*** EXERCISE INPUTS ***

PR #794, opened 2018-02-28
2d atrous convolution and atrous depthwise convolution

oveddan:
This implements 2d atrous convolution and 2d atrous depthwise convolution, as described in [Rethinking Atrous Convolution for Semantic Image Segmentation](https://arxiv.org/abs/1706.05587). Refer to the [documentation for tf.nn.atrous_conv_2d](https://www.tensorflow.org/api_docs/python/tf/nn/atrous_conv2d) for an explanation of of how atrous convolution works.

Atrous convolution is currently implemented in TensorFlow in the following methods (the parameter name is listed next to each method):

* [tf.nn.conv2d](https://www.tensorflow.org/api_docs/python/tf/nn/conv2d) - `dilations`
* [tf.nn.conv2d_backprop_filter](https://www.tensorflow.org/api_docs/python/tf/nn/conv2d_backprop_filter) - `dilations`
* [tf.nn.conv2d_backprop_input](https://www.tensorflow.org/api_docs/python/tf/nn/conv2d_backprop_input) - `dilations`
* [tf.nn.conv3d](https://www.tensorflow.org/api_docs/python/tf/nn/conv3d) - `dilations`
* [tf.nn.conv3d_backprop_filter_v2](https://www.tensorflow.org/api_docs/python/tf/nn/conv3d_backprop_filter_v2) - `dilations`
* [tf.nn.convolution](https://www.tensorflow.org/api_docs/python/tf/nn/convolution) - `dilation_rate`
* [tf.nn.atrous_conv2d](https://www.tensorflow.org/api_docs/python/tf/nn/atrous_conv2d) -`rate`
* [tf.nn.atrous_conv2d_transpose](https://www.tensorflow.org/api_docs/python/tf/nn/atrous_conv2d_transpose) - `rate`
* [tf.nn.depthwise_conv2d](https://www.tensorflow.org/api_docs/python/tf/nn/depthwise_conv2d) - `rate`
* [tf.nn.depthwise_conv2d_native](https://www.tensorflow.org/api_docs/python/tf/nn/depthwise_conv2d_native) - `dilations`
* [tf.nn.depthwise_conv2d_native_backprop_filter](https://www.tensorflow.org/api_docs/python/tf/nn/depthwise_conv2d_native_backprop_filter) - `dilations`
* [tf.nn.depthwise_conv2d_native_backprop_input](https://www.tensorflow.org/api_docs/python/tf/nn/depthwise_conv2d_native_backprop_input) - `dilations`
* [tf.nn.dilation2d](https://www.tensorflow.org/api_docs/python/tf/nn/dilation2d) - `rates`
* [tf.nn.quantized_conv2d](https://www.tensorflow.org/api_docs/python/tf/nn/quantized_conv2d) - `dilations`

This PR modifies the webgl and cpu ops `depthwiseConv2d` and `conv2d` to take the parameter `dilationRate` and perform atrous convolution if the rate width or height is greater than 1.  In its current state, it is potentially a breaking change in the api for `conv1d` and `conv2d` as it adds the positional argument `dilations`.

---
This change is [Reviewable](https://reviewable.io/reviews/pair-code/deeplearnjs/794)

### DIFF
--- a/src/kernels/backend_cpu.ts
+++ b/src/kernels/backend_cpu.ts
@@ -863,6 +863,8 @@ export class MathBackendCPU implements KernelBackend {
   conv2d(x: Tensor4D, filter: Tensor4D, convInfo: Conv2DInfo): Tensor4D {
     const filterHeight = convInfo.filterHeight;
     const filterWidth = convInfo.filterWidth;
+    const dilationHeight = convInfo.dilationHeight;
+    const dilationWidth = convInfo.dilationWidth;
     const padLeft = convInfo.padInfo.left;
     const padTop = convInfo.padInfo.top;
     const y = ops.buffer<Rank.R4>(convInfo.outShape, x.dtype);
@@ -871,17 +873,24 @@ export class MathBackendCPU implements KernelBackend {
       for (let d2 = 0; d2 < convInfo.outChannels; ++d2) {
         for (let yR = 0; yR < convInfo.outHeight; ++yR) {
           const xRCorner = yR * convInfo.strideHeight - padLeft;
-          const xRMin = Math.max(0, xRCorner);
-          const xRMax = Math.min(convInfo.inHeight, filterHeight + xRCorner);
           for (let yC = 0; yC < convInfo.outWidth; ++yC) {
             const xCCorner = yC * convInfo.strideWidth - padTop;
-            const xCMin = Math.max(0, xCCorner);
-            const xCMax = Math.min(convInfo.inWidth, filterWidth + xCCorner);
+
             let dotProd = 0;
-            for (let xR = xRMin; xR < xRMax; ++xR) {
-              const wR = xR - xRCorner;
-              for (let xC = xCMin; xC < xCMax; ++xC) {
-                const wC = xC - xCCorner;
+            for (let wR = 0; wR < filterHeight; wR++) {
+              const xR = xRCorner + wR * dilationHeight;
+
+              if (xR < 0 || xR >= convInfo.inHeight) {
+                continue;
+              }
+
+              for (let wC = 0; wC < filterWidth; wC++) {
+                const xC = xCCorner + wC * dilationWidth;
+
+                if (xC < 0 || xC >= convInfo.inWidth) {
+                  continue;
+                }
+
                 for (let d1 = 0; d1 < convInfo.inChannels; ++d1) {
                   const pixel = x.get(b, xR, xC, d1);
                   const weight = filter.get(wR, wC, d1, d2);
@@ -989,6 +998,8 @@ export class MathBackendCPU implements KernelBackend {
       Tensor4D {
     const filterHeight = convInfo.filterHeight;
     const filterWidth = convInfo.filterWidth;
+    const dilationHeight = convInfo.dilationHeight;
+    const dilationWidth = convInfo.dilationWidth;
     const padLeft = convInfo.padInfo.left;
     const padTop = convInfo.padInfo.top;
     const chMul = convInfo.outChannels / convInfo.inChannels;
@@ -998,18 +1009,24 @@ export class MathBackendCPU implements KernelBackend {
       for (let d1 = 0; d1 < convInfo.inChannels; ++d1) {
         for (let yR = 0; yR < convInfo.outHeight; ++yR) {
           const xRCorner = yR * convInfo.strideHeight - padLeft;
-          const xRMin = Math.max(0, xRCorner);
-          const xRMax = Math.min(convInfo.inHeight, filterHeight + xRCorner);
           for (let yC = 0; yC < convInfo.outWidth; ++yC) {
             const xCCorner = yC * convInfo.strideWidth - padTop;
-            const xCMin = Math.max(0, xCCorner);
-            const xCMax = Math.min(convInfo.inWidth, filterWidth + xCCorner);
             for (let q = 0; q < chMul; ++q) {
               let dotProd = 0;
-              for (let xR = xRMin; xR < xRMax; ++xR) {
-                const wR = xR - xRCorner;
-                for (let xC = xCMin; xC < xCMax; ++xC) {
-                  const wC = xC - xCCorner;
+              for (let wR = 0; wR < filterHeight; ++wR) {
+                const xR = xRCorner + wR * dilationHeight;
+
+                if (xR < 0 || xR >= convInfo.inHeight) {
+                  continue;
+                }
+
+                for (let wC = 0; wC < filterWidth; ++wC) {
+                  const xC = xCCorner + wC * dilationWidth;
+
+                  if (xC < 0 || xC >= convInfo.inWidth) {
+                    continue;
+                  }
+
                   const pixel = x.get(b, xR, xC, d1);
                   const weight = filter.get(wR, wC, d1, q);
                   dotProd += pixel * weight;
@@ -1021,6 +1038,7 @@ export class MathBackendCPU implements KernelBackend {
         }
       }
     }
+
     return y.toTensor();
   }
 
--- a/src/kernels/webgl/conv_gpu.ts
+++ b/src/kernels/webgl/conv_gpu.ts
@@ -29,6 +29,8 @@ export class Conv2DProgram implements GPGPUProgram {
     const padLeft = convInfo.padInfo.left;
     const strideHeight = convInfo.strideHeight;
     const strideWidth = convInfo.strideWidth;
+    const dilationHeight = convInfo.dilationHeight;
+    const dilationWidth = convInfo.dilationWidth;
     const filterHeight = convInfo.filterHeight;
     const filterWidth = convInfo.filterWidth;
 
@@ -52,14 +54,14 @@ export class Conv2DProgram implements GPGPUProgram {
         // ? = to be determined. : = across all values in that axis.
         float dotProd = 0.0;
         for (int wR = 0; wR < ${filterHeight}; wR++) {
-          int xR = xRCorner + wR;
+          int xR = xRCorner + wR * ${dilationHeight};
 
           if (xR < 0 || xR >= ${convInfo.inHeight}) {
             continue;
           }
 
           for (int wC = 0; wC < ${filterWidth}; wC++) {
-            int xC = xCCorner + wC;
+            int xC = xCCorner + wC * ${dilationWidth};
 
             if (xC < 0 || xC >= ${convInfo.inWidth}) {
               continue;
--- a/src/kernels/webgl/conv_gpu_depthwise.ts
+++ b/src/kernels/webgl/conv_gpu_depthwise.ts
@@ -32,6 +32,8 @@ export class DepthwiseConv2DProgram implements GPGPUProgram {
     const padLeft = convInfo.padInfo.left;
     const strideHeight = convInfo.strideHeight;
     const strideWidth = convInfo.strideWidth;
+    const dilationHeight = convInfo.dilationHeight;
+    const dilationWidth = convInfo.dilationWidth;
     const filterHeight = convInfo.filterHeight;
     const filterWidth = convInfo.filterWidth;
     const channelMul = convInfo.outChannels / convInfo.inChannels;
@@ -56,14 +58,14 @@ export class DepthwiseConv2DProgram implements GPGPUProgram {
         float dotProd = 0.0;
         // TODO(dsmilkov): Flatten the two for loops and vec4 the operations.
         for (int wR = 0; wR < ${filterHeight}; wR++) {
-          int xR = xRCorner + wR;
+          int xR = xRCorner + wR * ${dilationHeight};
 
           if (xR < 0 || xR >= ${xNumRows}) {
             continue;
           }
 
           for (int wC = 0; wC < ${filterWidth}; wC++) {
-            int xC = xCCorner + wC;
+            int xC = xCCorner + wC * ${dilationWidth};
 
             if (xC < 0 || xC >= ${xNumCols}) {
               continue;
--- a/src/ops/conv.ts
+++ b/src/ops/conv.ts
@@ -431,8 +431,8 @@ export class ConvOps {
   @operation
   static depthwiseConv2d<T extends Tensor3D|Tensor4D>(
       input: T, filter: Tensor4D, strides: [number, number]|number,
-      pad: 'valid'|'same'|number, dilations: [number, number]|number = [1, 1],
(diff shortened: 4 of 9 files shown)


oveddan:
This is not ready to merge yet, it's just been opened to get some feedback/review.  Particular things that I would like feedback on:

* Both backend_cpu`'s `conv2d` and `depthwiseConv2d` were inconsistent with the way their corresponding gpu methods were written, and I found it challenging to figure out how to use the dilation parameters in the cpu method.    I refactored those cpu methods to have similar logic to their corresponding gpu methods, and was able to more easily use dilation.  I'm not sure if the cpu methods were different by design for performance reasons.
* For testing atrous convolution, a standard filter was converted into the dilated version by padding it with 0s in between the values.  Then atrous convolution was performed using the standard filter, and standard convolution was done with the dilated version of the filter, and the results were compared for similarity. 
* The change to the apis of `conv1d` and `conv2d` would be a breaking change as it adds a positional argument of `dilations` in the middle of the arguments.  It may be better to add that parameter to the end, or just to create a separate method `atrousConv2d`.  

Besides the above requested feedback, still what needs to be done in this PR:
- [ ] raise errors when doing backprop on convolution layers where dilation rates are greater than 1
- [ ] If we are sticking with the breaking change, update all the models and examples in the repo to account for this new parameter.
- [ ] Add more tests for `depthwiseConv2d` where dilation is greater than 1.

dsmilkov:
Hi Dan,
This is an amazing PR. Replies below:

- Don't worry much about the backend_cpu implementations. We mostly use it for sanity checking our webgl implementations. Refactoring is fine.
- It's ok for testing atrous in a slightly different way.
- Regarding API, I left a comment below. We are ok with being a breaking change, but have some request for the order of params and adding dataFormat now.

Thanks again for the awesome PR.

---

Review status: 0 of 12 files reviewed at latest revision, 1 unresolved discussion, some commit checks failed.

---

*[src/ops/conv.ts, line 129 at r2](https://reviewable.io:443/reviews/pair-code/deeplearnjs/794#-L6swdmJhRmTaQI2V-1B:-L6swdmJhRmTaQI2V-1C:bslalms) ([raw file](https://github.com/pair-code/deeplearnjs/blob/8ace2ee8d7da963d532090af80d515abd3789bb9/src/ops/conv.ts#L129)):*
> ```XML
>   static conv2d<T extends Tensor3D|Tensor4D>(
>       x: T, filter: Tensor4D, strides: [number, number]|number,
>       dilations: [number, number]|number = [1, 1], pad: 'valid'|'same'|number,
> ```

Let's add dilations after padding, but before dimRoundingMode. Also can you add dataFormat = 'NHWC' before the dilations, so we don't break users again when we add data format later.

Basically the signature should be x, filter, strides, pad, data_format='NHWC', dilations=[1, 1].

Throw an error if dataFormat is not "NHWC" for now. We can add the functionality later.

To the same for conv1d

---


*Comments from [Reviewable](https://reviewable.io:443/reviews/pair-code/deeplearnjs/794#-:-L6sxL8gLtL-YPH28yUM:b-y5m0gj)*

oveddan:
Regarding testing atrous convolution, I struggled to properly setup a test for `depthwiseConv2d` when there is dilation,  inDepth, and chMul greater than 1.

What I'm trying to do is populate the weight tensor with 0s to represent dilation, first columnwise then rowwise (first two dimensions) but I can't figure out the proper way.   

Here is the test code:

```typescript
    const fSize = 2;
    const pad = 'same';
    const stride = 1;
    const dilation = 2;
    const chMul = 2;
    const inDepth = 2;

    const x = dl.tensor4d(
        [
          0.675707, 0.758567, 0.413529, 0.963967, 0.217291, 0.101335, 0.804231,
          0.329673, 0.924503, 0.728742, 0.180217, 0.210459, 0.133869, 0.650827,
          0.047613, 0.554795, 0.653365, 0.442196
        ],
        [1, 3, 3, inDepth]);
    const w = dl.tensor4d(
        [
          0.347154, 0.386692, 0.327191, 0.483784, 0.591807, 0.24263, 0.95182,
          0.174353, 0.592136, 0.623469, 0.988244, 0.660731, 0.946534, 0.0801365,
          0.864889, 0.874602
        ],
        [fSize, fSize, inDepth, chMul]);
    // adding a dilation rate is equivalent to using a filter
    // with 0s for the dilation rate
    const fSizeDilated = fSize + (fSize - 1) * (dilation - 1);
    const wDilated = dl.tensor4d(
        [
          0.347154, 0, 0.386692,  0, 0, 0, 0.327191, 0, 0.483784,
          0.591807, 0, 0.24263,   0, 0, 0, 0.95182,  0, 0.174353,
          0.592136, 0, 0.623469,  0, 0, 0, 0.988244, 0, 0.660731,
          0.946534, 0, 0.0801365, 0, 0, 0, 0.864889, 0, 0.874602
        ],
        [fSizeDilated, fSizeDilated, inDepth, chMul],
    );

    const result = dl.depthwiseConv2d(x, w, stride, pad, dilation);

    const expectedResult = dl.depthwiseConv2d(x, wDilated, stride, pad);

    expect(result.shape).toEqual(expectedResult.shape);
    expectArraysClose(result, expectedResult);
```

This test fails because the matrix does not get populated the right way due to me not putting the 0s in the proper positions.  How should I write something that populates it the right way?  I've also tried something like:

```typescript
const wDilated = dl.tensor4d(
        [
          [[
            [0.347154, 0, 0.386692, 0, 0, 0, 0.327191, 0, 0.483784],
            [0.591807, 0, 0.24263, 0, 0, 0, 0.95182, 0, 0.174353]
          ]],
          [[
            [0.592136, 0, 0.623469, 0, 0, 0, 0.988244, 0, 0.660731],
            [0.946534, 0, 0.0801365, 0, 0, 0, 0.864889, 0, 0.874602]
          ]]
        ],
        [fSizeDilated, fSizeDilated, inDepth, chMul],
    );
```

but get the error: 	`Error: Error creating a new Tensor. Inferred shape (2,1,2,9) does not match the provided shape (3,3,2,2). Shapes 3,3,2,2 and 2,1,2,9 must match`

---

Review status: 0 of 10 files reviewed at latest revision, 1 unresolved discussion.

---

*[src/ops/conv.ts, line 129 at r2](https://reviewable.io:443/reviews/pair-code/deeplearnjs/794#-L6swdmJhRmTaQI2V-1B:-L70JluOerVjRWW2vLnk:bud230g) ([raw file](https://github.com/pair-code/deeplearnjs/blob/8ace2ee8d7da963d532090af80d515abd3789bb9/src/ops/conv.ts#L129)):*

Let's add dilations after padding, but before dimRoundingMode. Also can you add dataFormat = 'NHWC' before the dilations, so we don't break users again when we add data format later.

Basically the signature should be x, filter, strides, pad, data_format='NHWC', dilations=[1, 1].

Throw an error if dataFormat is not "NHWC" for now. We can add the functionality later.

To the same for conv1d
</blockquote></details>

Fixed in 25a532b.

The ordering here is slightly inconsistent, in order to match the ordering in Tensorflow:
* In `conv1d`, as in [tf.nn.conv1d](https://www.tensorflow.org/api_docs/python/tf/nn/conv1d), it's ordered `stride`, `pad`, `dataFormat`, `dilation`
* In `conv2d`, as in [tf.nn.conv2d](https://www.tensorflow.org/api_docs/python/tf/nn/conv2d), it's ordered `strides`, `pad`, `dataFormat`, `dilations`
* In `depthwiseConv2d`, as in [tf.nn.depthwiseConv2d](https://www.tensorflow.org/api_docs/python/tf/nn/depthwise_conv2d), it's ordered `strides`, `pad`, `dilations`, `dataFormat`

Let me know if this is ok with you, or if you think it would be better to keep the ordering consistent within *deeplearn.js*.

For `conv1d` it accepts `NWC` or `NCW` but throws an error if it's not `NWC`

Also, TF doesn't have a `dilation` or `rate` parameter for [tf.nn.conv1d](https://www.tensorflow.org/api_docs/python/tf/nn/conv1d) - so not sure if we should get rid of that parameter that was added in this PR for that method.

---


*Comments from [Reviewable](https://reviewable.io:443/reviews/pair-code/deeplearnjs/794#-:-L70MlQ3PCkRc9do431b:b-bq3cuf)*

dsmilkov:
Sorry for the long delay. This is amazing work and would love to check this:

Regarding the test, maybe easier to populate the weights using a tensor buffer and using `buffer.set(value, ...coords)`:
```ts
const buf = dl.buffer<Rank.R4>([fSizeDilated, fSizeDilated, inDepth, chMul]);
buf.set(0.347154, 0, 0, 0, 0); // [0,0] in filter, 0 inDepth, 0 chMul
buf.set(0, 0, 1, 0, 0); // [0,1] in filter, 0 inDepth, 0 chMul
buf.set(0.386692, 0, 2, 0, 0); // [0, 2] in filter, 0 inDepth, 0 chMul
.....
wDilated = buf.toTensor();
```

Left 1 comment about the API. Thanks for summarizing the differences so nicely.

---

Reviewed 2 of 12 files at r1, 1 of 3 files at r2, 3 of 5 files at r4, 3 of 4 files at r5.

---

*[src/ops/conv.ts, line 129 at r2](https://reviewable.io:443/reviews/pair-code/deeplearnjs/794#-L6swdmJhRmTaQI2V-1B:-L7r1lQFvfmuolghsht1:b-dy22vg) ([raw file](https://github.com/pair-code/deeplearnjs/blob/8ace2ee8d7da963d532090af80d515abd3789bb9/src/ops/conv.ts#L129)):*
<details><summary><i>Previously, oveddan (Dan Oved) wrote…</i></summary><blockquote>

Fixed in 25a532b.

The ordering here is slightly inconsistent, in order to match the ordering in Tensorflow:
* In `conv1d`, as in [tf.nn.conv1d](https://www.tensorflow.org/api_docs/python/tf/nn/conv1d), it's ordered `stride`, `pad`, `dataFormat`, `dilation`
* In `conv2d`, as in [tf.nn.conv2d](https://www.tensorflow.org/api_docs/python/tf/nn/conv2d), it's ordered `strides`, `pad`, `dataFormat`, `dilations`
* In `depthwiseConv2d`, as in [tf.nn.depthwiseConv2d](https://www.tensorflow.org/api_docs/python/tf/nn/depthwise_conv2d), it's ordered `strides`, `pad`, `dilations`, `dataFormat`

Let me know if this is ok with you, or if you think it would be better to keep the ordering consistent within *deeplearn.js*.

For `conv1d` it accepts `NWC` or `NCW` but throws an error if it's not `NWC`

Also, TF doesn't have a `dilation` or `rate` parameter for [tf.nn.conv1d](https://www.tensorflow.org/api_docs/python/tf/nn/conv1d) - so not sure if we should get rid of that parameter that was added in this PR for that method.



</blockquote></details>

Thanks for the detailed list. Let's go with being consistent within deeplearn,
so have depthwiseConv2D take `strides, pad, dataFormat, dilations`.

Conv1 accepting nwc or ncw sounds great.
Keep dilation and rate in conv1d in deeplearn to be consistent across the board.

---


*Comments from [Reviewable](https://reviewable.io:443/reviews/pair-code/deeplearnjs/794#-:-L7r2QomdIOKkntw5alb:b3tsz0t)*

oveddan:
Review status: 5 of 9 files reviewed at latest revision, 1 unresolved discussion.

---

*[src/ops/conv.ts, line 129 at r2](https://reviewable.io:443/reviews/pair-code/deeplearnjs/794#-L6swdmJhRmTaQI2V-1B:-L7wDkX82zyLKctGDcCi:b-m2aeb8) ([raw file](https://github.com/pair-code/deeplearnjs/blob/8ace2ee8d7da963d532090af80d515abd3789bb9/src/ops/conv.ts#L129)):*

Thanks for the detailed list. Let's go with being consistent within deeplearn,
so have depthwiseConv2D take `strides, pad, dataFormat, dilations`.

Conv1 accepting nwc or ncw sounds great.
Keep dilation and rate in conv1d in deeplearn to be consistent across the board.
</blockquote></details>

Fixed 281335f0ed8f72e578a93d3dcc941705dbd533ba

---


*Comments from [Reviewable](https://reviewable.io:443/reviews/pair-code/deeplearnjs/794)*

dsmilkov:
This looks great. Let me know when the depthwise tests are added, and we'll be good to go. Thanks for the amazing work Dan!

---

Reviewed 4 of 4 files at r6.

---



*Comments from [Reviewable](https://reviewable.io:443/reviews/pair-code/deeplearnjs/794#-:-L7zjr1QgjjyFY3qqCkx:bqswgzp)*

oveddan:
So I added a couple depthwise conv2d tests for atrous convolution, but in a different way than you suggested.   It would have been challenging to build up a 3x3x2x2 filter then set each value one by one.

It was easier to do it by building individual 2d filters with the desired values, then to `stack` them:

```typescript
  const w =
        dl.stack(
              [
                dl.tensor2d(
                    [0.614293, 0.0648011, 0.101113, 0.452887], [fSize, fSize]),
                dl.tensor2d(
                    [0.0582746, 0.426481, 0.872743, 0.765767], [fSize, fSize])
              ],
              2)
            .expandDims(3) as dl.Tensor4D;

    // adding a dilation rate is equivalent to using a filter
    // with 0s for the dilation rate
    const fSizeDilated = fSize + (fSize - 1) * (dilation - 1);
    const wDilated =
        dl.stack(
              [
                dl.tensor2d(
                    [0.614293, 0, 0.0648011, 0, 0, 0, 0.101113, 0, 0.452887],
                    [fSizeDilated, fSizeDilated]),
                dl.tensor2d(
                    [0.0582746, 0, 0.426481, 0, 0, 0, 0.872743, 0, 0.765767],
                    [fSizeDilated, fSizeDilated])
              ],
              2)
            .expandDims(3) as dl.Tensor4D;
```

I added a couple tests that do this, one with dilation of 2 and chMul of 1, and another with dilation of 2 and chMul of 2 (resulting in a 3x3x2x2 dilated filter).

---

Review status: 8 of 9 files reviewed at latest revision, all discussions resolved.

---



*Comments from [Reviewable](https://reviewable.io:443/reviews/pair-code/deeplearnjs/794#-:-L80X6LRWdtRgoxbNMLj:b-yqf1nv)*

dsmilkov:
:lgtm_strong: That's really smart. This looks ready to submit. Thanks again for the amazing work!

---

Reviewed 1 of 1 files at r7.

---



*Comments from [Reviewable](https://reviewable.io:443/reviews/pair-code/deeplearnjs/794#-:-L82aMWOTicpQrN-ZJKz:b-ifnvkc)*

*** End of EXERCISE INPUTS ***

> WORK TO COMPLETE
From the entries above, collect every line with the string "static" in it.

> RESULT
   static depthwiseConv2d<T extends Tensor3D|Tensor4D>(
>   static conv2d<T extends Tensor3D|Tensor4D>(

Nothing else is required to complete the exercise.